On Tue, 2013-01-08 at 18:46 +0100, Bernd Blaauw wrote:
> Op 8-1-2013 15:38, KOS schreef:
> > Hello there, do you know when V2.0 of freedos will be available?
> >
> 
> I'm not sure there's going to be a V2.0 sometime soon, be there FreeDOS 
> roadmaps or not. I'm still quitely working on version 1.2 of the FreeDOS 
> distribution whenever I find spare time.
> 
> Is there anything that you need but find lacking sofar in the 1.0 and 
> 1.1 releases? Or for that matter in the core components like the kernel 
> and shell?
> 
> Bernd

There are some programs that require Windows 3.1 or 3.11 which can run
on top of Freedos, but more work on compatibility would not hurt.

ReactOS may fill the niche of Windows replacement eventually, but not
for a while most likely.  Worse, for Windows programs that expect there
to be dos underneath, enough said.

A protected mode dos like the one under Windows 9x and Windows ME 
could be interesting and would justifiably deserve a different name 
like Freedos-32.  The problem with a dos environment is that there 
isn't an operating system taking care of all the hardware and 
providing standard calls to use it.  Most sound card support 
involved adding to your program in most likely a spaghetti fashion 
calls to a third party driver, closed source of course.  Windows 98 
may have had multitasking, but if that is true, it was more than 
just a single thread dos system.  Gates made some very bad 
assumptions that crippled dos back in the day.  Assumption one, 
nobody will ever need more than 640k of memory for executable 
programs and drivers...  I imagine that other bad assumptions 
were made as well.

Actually, there is OS/2 which was supposed to be the competitor to
Windows 9x and I'll bet that IBM is willing to release source code
to it.  Maybe the freedos community should get it's hands on OS/2
and develop it further.

Aside from taking bugs out of Freedos 1.1, I don't see any major 
changes that should be made.  Implementation of a Windows 9x clone 
is going to be too much work where there is the ReactOS project 
that gave up on trying to do that years ago.   I'm confident that
ReactOS will work better on old computers than XP does.  Granted,
ReactOS is at a very early alpha stage where it is somewhat futile 
to predict what the resource requirements will be when it 
stabilizes.

I like FLTK, I like opengem, I like some of the graphical user
interfaces I have seen that are free.  Problem though, graphical user
interfaces on top of dos are an afterthought even today.  There was no
planning when dos was initially invented that I know of for guis.  There
are plenty of MS Dos programs that aren't Windows compatible, because a
Windows compatible programming method wasn't employed.

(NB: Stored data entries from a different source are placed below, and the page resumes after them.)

PR #1316, opened 2020-12-04
unfreeze elastic4s

SethTisue:
context: I want to cut down on the number of projects in the build that are still on sbt 0.13 and/or ScalaTest 3.0

and if scaladex fails downstream, perhaps I could ask someone at the Scala Center to attempt an upgrade

https://scala-ci.typesafe.com/job/scala-2.13.x-jdk11-integrate-community-build/2247/


SethTisue:
this won't work — Scaladex uses elastic4s-embedded, which has been discontinued, as per https://github.com/sksamuel/elastic4s/issues/1656

breadcrumb left: 8e3cf4a5503c2c91dd27786f90266731162baced

PR #1341, opened 2021-01-14
adjustments now that Scala 2.12.13 is out

SethTisue:
Not sure if this will lead to actual changes, or whether I'll just want to update comments about where things stand.

https://scala-ci.typesafe.com/view/scala-2.12.x/job/scala-2.12.x-jdk8-integrate-community-build/6402/

### DIFF
--- a/proj/sbt.conf
+++ b/proj/sbt.conf
@@ -9,7 +9,7 @@
 
 vars.proj.sbt: ${vars.base} {
   name: "sbt"
-  uri: "https://github.com/scalacommunitybuild/sbt.git#de31feddf57066038e2aa54a894c66e269ac68de"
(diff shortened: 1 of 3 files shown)


SethTisue:
* sbt: we have `check-missing: false` which as usual we need for scripted tests but which (also as usual) opens us up to accidentally getting published binaries for dependencies instead of dbuild-built ones; I think that's what happened here and https://github.com/scalacommunitybuild/sbt/commit/57bb8d403287ba19686401c7da06a588ae07be1e should fix it
* scala-rewrites: needs version number bumping, now that Scalameta 4.4.6 is out with 2.12.13 support

SethTisue:
fyi @dwijnand

PR #1374, opened 2021-02-25
misc unfreezes (sbt-dotty related)

SethTisue:
~https://scala-ci.typesafe.com/job/scala-2.13.x-jdk11-integrate-community-build/2528/~
https://scala-ci.typesafe.com/job/scala-2.13.x-jdk11-integrate-community-build/2541/

### DIFF
--- a/proj/ip4s.conf
+++ b/proj/ip4s.conf
@@ -1,12 +1,8 @@
-// https://github.com/Comcast/ip4s.git#fbb15a58d9afc8d6fd4d3311f77ef880675b54f4  # was main
-
-// frozen (November 2020) at a commit just before Scala 3 support was added, because
-// "Missing dependency: the library org.scala-lang#scala3-library is not provided"
-// multiple repos are affected -- see remarks in fs2.conf
+// https://github.com/Comcast/ip4s.git#main
 
 vars.proj.ip4s: ${vars.base} {
   name: "ip4s"
-  uri: "https://github.com/Comcast/ip4s.git#fbb15a58d9afc8d6fd4d3311f77ef880675b54f4"
+  uri: "https://github.com/Comcast/ip4s.git#c13ad068e329d86ce1fc3829024409034cbcb85e"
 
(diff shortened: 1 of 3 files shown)


SethTisue:
They all still fail. I hypothesize that the common element here is sbt-spiewak-sonatype, which brings in an outdated sbt-dotty. I've submitted https://github.com/djspiewak/sbt-spiewak/pull/47

SethTisue:
need to wait for these to be merged, then advance the SHAs again:

* https://github.com/scodec/scodec-cats/pull/18
* https://github.com/scodec/scodec-stream/pull/135
* https://github.com/Comcast/ip4s/pull/259

SethTisue:
gah, I was so confident that the sbt-dotty 0.5.3 upgrade would fix this, but it didn't, nor does downgrading to sbt 1.4.7

there was another repo (fs2, I think it was?) where the problem went away by itself and so I assumed the sbt-dotty bump must have been what did it

I suspect that sbt-spiewak is doing some hijinks, but in itself that wouldn't explain why the fs2 repo no longer has this problem. still, I could try removing sbt-spiewak and see if the problem goes away

I'm also wondering if there might be some dependency that was published with a stray dependency on scala3-library

SethTisue:
I'm using scodec-stream to experiment locally. I've determined that if I remove sbt-spiewak from `plugin.sbt` but add back in all the plugins sbt-spiewak depends on, that fixes it. So it seems like there must be some code in sbt-spiewak itself that is causing this.

sbt-spiewak has some likely-looking hijinks in `dottyLibrarySettings`, but scodec-stream doesn't use `dottyLibrarySettings`, so I'm rather mystified.

SethTisue:
I think I'm just going to wait and see if we end up being forced to unfreeze any the 3 affected repos. fs2 was the one that really bothered me, but we aren't experiencing this there anymore

in a9e594f46564d34b37430b95d9e0bcf7880153da I updated the comments to point to this PR, so I can resume investigating if needed

PR #1377, opened 2021-03-01
2.13: advance project SHAs

SethTisue:
~https://scala-ci.typesafe.com/job/scala-2.13.x-jdk11-integrate-community-build/2545/~
~https://scala-ci.typesafe.com/job/scala-2.13.x-jdk11-integrate-community-build/2546/~
https://scala-ci.typesafe.com/job/scala-2.13.x-jdk11-integrate-community-build/2547/

PR #1378, opened 2021-03-01
play-file-watch should work now

mkurz:
https://github.com/playframework/play-file-watch/issues/46 got fixed by https://github.com/playframework/play-file-watch/pull/119


SethTisue:
thanks for the heads up — I'm going to include this in #1377

PR #1381, opened 2021-03-06
literally add literally

SethTisue:
I thought I'd go ahead with the addition since https://github.com/Comcast/ip4s/pull/261 means we're going to need it


SethTisue:
but I hit the same scala3-library issue that also affects other sbt-spiewak based projects, so I'm going to close this for now and come back to it when something forces us to unfreeze one of those projects

fyi @mpilquist

PR #24269, opened 2026-04-10
feat: add secret value and file path validation

zedkipp:
Add UserSecretValueValid() to reject null bytes and values exceeding 32KB. The 32KB limit applies uniformly to both env var and file secrets because the value field is shared and the destination can change after creation.

Harden UserSecretFilePathValid() to also reject null bytes and paths exceeding 4096 bytes.

Wire value validation into both POST and PATCH handlers.

### DIFF
--- a/coderd/usersecrets.go
+++ b/coderd/usersecrets.go
@@ -46,6 +46,13 @@ func (api *API) postUserSecret(rw http.ResponseWriter, r *http.Request) {
 		})
 		return
 	}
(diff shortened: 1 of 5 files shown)


coderd/usersecrets.go
zedkipp, line 1: Should add a basic test for these handlers

dylanhuff-at-coder (approved):
nice work!

PR #24271, opened 2026-04-10
refactor(site): migrate more styles from emotion to tailwind

aslilac:
This was much larger but then Jake stole my thunder :p here's whats left after removing stuff that would conflict with his PR

### DIFF
--- a/site/src/pages/DeploymentSettingsPage/NotificationsPage/Troubleshooting.tsx
+++ b/site/src/pages/DeploymentSettingsPage/NotificationsPage/Troubleshooting.tsx
@@ -1,4 +1,3 @@
-import { useTheme } from "@emotion/react";
 import type { FC } from "react";
 import { useMutation } from "react-query";
 import { toast } from "sonner";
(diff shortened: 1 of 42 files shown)


site/src/pages/DeploymentSettingsPage/NotificationsPage/Troubleshooting.tsx
```diff
@@ -23,18 +22,10 @@ export const Troubleshooting: FC<TroubleshootingProps> = ({
...
-			<div
-				css={{
-					fontSize: 14,
-					color: theme.palette.text.secondary,
-					lineHeight: "160%",
-					marginBottom: 16,
-				}}
-			>
-				Send a test notification to troubleshoot your notification settings.
+			<div className="text-[14px] text-content-secondary leading-[160%] mb-4">
```
aslilac:
```suggestion
			<div className="text-sm text-content-secondary leading-[160%] mb-4">
```

PR #24274, opened 2026-04-12
feat: add allow-byok option for ai-gateway

evgeniy-scherbina:
## Summary                  
                                                                                                                                                      
Adds `--ai-gateway-allow-byok` deployment option to control whether users can use Bring Your Own Key (BYOK) mode with AI Gateway.
                                                                                                                                                      
When disabled (`--ai-gateway-allow-byok=false`), BYOK requests are rejected with a 403 and a message directing the admin to enable the flag. Centralized key authentication works regardless of this setting. Defaults to `true` (BYOK allowed).


cli/testdata/coder_server_--help.golden
```diff
@@ -169,6 +169,10 @@ AI BRIDGE OPTIONS:
           Emit structured logs for AI Bridge interception records. Use this for
           exporting these records to external SIEM or observability systems.
 
+      --ai-gateway-allow-byok bool, $CODER_AI_GATEWAY_ALLOW_BYOK (default: true)
```
dannykopping: Can we start with the `aibridge` name, please?
When we do the rebranding we'll add support for both. If we just do `ai-gateway` here it'll be an inconsistency.

codersdk/deployment.go
```diff
@@ -3801,6 +3801,16 @@ Write out the current server config as YAML to stdout.`,
 			Group:   &deploymentGroupAIBridge,
 			YAML:    "send_actor_headers",
 		},
+		{
+			Name:        "AI Gateway Allow BYOK",
+			Description: "Allow users to bring their own LLM API keys or subscriptions. When disabled, only centralized key authentication is permitted.",
```
dannykopping:
```suggestion
			Description: "Allow users to provide their own LLM API keys or subscriptions. When disabled, only centralized key authentication is permitted.",
```

enterprise/aibridged/aibridged.go
```diff
@@ -48,9 +48,11 @@ type Server struct {
 	cancelFn func()
 
 	shutdownOnce sync.Once
+
+	allowBYOK bool
 }
 
-func New(ctx context.Context, pool Pooler, rpcDialer Dialer, logger slog.Logger, tracer trace.Tracer) (*Server, error) {
+func New(ctx context.Context, pool Pooler, rpcDialer Dialer, logger slog.Logger, tracer trace.Tracer, allowBYOK bool) (*Server, error) {
```
dannykopping: `enterprise/coderd/aibridge.go` is probably the better place for this. `aibridgeHandler` has access to the config and can short-circuit the request.

Something like this:

```go
    ...
    
	// Reject BYOK requests when the deployment has not
	// enabled bring-your-own-key mode.
	if agplaibridge.IsBYOK(r.Header) && !bridgeCfg.AllowBYOK.Value() {
		httpapi.Write(r.Context(), rw, http.StatusForbidden, codersdk.Response{
			Message: "Bring Your Own Key (BYOK) mode is not enabled.",
			Detail:  "Contact your administrator to enable it with --ai-gateway-allow-byok.",
		})
		return
	}
    
    http.StripPrefix("/api/v2/aibridge", api.aibridgedHandler).ServeHTTP(rw, r)
```

Plumbing this control flag through, which has nothing to do with the daemon itself, is not the ideal approach here.

evgeniy-scherbina: Reimplemented

evgeniy-scherbina: I thought about creating byok middleware, but eventually decided it doesn't make sense, and went with your proposal.

```go
r.Group(func(r chi.Router) {
	r.Use(concurrencyLimiter, rateLimiter, byokGuard)
	// This is a bit funky but since aibridge only exposes a HTTP
	// handler, this is how it has to be.
	r.HandleFunc("/*", func(rw http.ResponseWriter, r *http.Request) {
		if api.aibridgedHandler == nil {
			httpapi.Write(r.Context(), rw, http.StatusNotFound, codersdk.Response{
				Message: "aibridged handler not mounted",
			})
			return
		}

		http.StripPrefix("/api/v2/aibridge", api.aibridgedHandler).ServeHTTP(rw, r)
	})
})
		
// byokGuardMiddleware rejects requests that carry a BYOK header when the
// deployment has not enabled bring-your-own-key mode.
func byokGuardMiddleware(cfg codersdk.AIBridgeConfig) func(http.Handler) http.Handler {
	return func(next http.Handler) http.Handler {
		return http.HandlerFunc(func(rw http.ResponseWriter, r *http.Request) {
			if agplaibridge.IsBYOK(r.Header) && !cfg.AllowBYOK.Value() {
				httpapi.Write(r.Context(), rw, http.StatusForbidden, codersdk.Response{
					Message: "Bring Your Own Key (BYOK) mode is not enabled.",
					Detail:  "Contact your administrator to enable it with --aibridge-allow-byok.",
				})
				return
			}
			next.ServeHTTP(rw, r)
		})
	}
}
```

dannykopping (approved):
LGTM

PR #24279, opened 2026-04-13
feat(coderd/x/chatd): split status and control pubsub planes, fence with run_generation

### LINKED ISSUE #1455: flake: TestSubscribeRelayEstablishedMidStream
CI Run: https://github.com/coder/coder/actions/runs/24092786705
Failed Job: test-go-pg (ubuntu-latest)
Commit: 21c08a37d7ad9e872721835284e80597120b041a (author: Jake Howell)

Failure:
```
=== FAIL: enterprise/coderd/x/chatd TestSubscribeRelayEstablishedMidStream (25.10s)
    chatd_test.go:1516: timed out waiting for worker to start streaming
```

Error analysis:
- Single test failure in `enterprise/coderd/x/chatd/chatd_test.go`.
- Test waits for the worker to begin streaming after the relay is established; it timed out, indicating a timing-sensitive relay/worker coordination race.
- No panic, OOM, or data race indicators observed in the job logs.

Root cause classification: Flaky test (timing-sensitive relay/stream startup).

Assignment analysis:
- `git blame -L 1415,1485 enterprise/coderd/x/chatd/chatd_test.go` points to commit e18094825a7 ("fix: retain message_part buffer for cross-replica relay") by Kyle Carberry, which introduced TestSubscribeRelayEstablishedMidStream.
- Recent file history (`git log --oneline -10 --follow enterprise/coderd/x/chatd/chatd_test.go`) also shows e180948 as the most recent substantive change touching this test.

Assignee: @kylecarbs

Related issues search (coder/internal):
- "TestSubscribeRelayEstablishedMidStream"
- "timed out waiting for worker to start streaming"
- "TestSubscribeRelay" / "chatd_test.go" / "SubscribeRelay"
- Closed issue 1430 (TestSubscribeRelayReconnectsOnDrop) is a different test/error.

Reproduction (if needed):
```
go test ./enterprise/coderd/x/chatd -run TestSubscribeRelayEstablishedMidStream -count=1
```

ethanndickson:
## Summary

Split chatd's worker-control and subscriber-status semantics into two separate pubsub planes and add a durable monotonic fencing token (`run_generation`) on `chats`. This eliminates a class of stale-notification bugs that became easily reproducible with PostgreSQL pubsub batching. This PR is therefore required for us to use pubsub batching for the agents subsystem.

Closes https://github.com/coder/internal/issues/1455

## Problem

The same per-chat channel (`chat:stream:<chatID>`) carried both observational status fanout and worker control messages. A `pending` notification published during the acquire→running transition could be delayed by pubsub batching and arrive after the worker had already started processing. Because the worker couldn't distinguish a stale status notification from a genuine control signal, it would self-interrupt before producing useful work. The fundamental issue was that correctness depended on timely notification delivery rather than durable state — any delay (batching, network latency, GC pause) could trigger the race.

A separate subscriber-side bug caused the first assistant response in a chat to not render until page refresh. `Subscribe()` forwards events from two sources: the local in-memory stream (immediate, same-replica) and pubsub notifications (which trigger cache/DB catch-up). When pubsub is active, the local stream filter drops durable `message` events — they're expected to arrive via pubsub instead. However, `status` events are still forwarded locally. Since `publishMessage()` fires before `publishStatus("waiting")` at end-of-run, but only the status passes through the local stream, the frontend receives `status: "waiting"` and clears all streaming output before the replacement durable message arrives via the delayed pubsub path. Under batching this gap is ~50ms, during which the assistant content is absent from the UI.

## Design

Correctness comes from durable state, not pubsub ordering. A new `run_generation BIGINT` column on `chats` acts as a monotonic fencing token, atomically incremented by `AdvanceChatRunGenerationAndUpdateStatus` whenever a new logical run starts. Operations that stop a run without starting a new one (interrupt, archive) leave the generation unchanged. Notifications are hints; this column is the single source of truth.

The status plane (`chat:stream:<chatID>`) is now purely observational — it carries status changes, messages, queue updates, and errors for subscribers but is never used for worker control decisions. A stale `pending` arriving late is harmless.

The control plane uses a new per-worker channel (`chat:control:<workerID>`), carrying typed messages with `chat_id`, `run_generation`, and `reason`. Each worker subscribes once at startup rather than per-chat, giving O(workers) LISTEN/NOTIFY channels instead of O(chats). Control messages are evaluated against the worker's in-memory heartbeat registry with no DB call: newer generation always cancels, equal generation cancels only for same-run stops (`interrupt`, `archive`), and everything else is ignored.

Ownership is validated at multiple points through the run lifecycle: atomically at acquire time, best-effort at start-of-work (`shouldStartOwnedRun`), authoritatively at persist time (`GetChatByIDForUpdate` + generation comparison), and continuously via batch heartbeats that match both worker ID and generation. The persist-time check is the real safety boundary — a worker that lost ownership can speculatively start work, but it cannot write durable output.

The subscriber stream ordering fix ensures `Subscribe()` forwards local durable `message` events even when pubsub is active, draining queued local events before handling each pubsub notification. A `forwardRelevantLocalPubsubEvent` helper deduplicates this logic across the two forwarding paths.


ethanndickson:
@codex review

ethanndickson:
@codex review

coderd/x/chatd/chatd.go
```diff
@@ -3075,21 +3162,35 @@ func (p *Server) cleanupStreamIfIdle(chatID uuid.UUID, state *chatStreamState) {
...
+
+	if existing, exists := p.heartbeatRegistry[entry.chatID]; exists {
+		if entry.runGeneration <= existing.runGeneration {
+			p.logger.Warn(context.Background(),
+				"duplicate heartbeat registration, skipping",
+				slog.F("chat_id", entry.chatID),
+				slog.F("existing_run_generation", existing.runGeneration),
+				slog.F("incoming_run_generation", entry.runGeneration))
+			return
+		}
```
johnstcn, line 3187: > 🤖

**P2** `registerHeartbeat` silently rejects stale-generation entry but `processChat` continues running

When a stale-generation entry is rejected here, the entry is NOT stored, but `processChat` continues. It relies on `shouldStartOwnedRun` as safety net, which does a non-transactional `GetChatByID` read — if the newer generation's DB write hasn't committed yet, the stale run proceeds with **no heartbeat coverage** and **no control message handling** for its lifetime.

The persist-time generation fence prevents data corruption, but the run wastes compute (and model spend) until it hits a persist boundary.

Would it make sense for `registerHeartbeat` to return a bool so `processChat` can bail immediately on rejection?

coderd/x/chatd/chatd.go
```diff
@@ -4173,20 +4444,31 @@ func (p *Server) processChat(ctx context.Context, chat database.Chat) {
...
+					ID:          chat.ID,
+					Status:      status,
+					WorkerID:    uuid.NullUUID{},
+					StartedAt:   sql.NullTime{},
+					HeartbeatAt: sql.NullTime{},
+					LastError:   sql.NullString{String: lastError, Valid: lastError != ""},
+				})
+			} else {
+				updatedChat, updateErr = tx.UpdateChatStatus(cleanupCtx, database.UpdateChatStatusParams{
+					ID:          chat.ID,
```
johnstcn, line 4485: > 🤖

**P2** `ArchiveChat` uses `UpdateChatStatus` (no generation advance) — deferred cleanup path is fragile

Since generation isn't advanced, the old run's deferred cleanup won't hit the `errChatSuperseded` guard. Instead it falls through to the status-based branch — archive sets `waiting`, cleanup overwrites `waiting` with `waiting`. Benign today, but the correctness depends on an implicit coupling between archive's chosen status and the cleanup switch cases.

If archive semantics ever change (e.g. a new terminal status), this implicit dependency could break silently. Worth a comment documenting why `ArchiveChat` deliberately doesn't advance generation, and what that implies for the cleanup path?

coderd/x/chatd/chatd.go
```diff
@@ -3372,6 +3520,30 @@ func (p *Server) Subscribe(
...
+					if !forwardRelevantLocalPubsubEvent(
+						mergedCtx,
+						mergedEvents,
+						event,
+						&lastMessageID,
+					) {
+						return false
+					}
+				default:
+					return true
```
johnstcn, line 3560: > 🤖

**P2** `drainLocalBeforeNotify` non-blocking drain has a race window that undermines its ordering guarantee

This `default` case returns `true` when `localParts` has nothing immediately available. But `publishToStream` copies subscriber refs under lock then sends **outside** the lock — a local event can arrive on the channel just after the `default` fires but before the pubsub-triggered DB fetch completes.

The event isn't lost (picked up in the outer `select` at line ~3718), but the ordering contract is broken: the whole point of draining local events first is to prevent `status: waiting` from clearing streaming output before the durable message arrives via the pubsub catch-up path.

Under load or GC pause, this is the same class of "correctness depends on timing" bug the PR aims to eliminate. The 128-buffer makes the window small in practice, but it's not closed.

Not sure what the cleanest fix is — could the local stream guarantee events are buffered before the pubsub notification is published? Or a different synchronization mechanism between the two paths?

coderd/x/chatd/chatd.go
```diff
@@ -4023,49 +4289,55 @@ func (p *Server) trackWorkspaceUsage(
...
+	// liveness here because persist-time generation fencing remains the
+	// authoritative safety boundary for stale runs.
+	latest, err := p.db.GetChatByID(ctx, chat.ID)
+	if err != nil {
+		p.logger.Warn(ctx, "failed to verify chat ownership before start",
+			slog.F("chat_id", chat.ID),
+			slog.Error(err),
+		)
+		return true
+	}
```
johnstcn, line 4324: > 🤖

**P3** `shouldStartOwnedRun` returns `true` on DB error — reasonable trade-off but worth documenting the blast radius

The comment explains the rationale (prefer liveness, persist-time fence is the real boundary). Just noting: if `GetChatByID` is persistently failing, the stale run proceeds indefinitely. The persist fence relies on `GetChatByIDForUpdate` working, which shares the same DB — so a persistent failure likely means persists fail too and the run errors out. Acceptable, but might be worth a brief comment about that expectation.

coderd/pubsub/chatcontrol.go
```diff
@@ -0,0 +1,58 @@
...
+	RunGeneration int64             `json:"run_generation"`
+	Reason        ChatControlReason `json:"reason,omitempty"`
+}
+
+// HandleChatControl wraps a typed callback for ChatControlMessage payloads.
+func HandleChatControl(cb func(ctx context.Context, payload ChatControlMessage, err error)) func(ctx context.Context, message []byte, err error) {
+	return func(ctx context.Context, message []byte, err error) {
+		if err != nil {
+			cb(ctx, ChatControlMessage{}, err)
+			return
```
johnstcn, line 50: > 🤖

**Nit** Inconsistent error wrapping — sibling `Handle*` functions wrap errors with `xerrors.Errorf` (e.g. `"chat config event pubsub: %w"`, `"unmarshal chat watch event: %w"`), but `HandleChatControl` passes raw errors to the callback.

```go
// e.g.
cb(ctx, ChatControlMessage{}, xerrors.Errorf("chat control pubsub: %w", err))
```

coderd/x/chatd/chatd_internal_test.go
```diff
@@ -1315,6 +1316,127 @@ func TestSubscribeSkipsDatabaseCatchupForLocallyDeliveredMessage(t *testing.T) {
...
+	require.Equal(t, localMessage.ID, messageEvent.Message.ID)
+
+	select {
+	case event, ok := <-events:
+		require.True(t, ok, "chat stream closed before delivering status")
+		require.Equal(t, codersdk.ChatStreamEventTypeStatus, event.Type)
+		require.NotNil(t, event.Status)
+		require.Equal(t, codersdk.ChatStatusWaiting, event.Status.Status)
+	case <-time.After(time.Second):
+		t.Fatal("timed out waiting for chat stream status event")
```
johnstcn: > 🤖

**P3** `time.After` in test helpers (`requireStreamMessageEvent`, `requireStreamRetryEvent`, `requireStreamErrorEvent`, `requireNoStreamEvent`) — project guidelines say to avoid `time.Sleep`/`time.After` for timing and use `testutil.Context` or quartz instead. These hardcoded 200ms/1s waits could flake under extreme CI load.

coderd/x/chatd/chatd_internal_test.go
```diff
@@ -2580,26 +2879,535 @@ func chatMessageWithParts(parts []codersdk.ChatMessagePart) database.ChatMessage
...
+	server.unregisterHeartbeat(newEntry)
+
+	server.heartbeatMu.Lock()
+	_, exists := server.heartbeatRegistry[chatID]
+	server.heartbeatMu.Unlock()
+	require.False(t, exists)
+}
+
+func TestRecoverStaleChats_DoesNotPublishWhenRecoverySkipped(t *testing.T) {
+	t.Parallel()
```
johnstcn, line 3463: > 🤖

**P3** Only the negative path is tested here (recovery skipped because heartbeat is fresh). There's no complementary test where the heartbeat IS stale and the chat IS successfully recovered, verifying that the generation is advanced and a control message is published. That positive path exercises the core safety mechanism.

johnstcn (commented):
> 🤖

Clean design. The split from per-chat pubsub to per-worker control plane with durable `run_generation` fencing is a meaningful architecture improvement — O(workers) subscriptions instead of O(chats), and correctness from durable state rather than notification ordering. The three-layer ownership validation (control message generation, `shouldStartOwnedRun`, persist-time fence) is well thought through. DB layer is solid.

3 major findings, 4 minor, across 7 inline comments. This review contains findings that may need attention before merge.

_This PR was initially created by Claude Opus 4._

coderd/x/chatd/chatd.go
ethanndickson: Fixed in 494989b8b04. `registerHeartbeat(...)` now returns whether the entry was admitted, and `processChat(...)` bails immediately when registration is rejected by an equal/newer generation. That closes the stale-run window without coupling heartbeat registration to extra DB work. I also added `TestProcessChat_SkipsStaleRunWhenHeartbeatRegistrationRejected` plus updated the heartbeat registration tests.

coderd/x/chatd/chatd.go
ethanndickson: Good call. I kept the same-generation archive behavior, but documented the invariant here: archiving interrupts the current run without fencing in a replacement generation, and the deferred cleanup only replays an idempotent `waiting -> waiting` release afterward. No logic change, but the coupling is now explicit at the callsite.

coderd/x/chatd/chatd.go
ethanndickson: Agreed that there is still a best-effort ordering window here. I did not broaden this PR into a deeper local/pubsub sequencing rewrite, but I added a comment at the drain site spelling out the accepted behavior: the event may be observed by the outer loop instead of the pre-notify drain, but it is not lost.

coderd/x/chatd/chatd.go
ethanndickson: Added the extra blast-radius note to `shouldStartOwnedRun(...)`: if the database is persistently unavailable, the persist-time fencing path fails too, so the liveness fallback does not let a stale run continue indefinitely.

coderd/pubsub/chatcontrol.go
ethanndickson: Fixed in 494989b8b04. `HandleChatControl(...)` now wraps both the subscription error path and the unmarshal error path with `xerrors.Errorf(...)`, matching the sibling `HandleChatConfigEvent(...)` / `HandleChatWatchEvent(...)` helpers.

coderd/x/chatd/chatd_internal_test.go
ethanndickson: Fixed for the stream assertion helpers called out here. `requireStreamMessageEvent`, `requireStreamRetryEvent`, `requireStreamErrorEvent`, and `requireNoStreamEvent` now take caller-provided contexts/deadlines instead of embedding `time.After(...)`, and the affected tests were updated accordingly.

coderd/x/chatd/chatd_internal_test.go
ethanndickson: Added the complementary positive-path coverage in `TestRecoverStaleChats_RecoverAndPublish`. It asserts the stale running chat is advanced to a new generation and that the control publish, status notify, and watch fanout all happen.

johnstcn (commented):
Bot review is happy so far. Will take a look with my eyes.

johnstcn (approved):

What I'd like to see at this point is a focus on debugging and a focus
on deploying Freedos via a rom chip.  It should be possible to get write
once 1 meg+ memory chips now.  Why not install the freedos kernel,
command.com, etcetera on such a chip?  If you can't overwrite the
operating system executable, security is enormously improved.  For low
power embedded processors that are say only 8 bit, freedos may be very
useful.  A hypervisor that can run dosbox and make modern hardware work
with old dos programs anyone?  How about dosbox running on a Pentium 133
or a Pentium 166 machine with 16 megs of ram?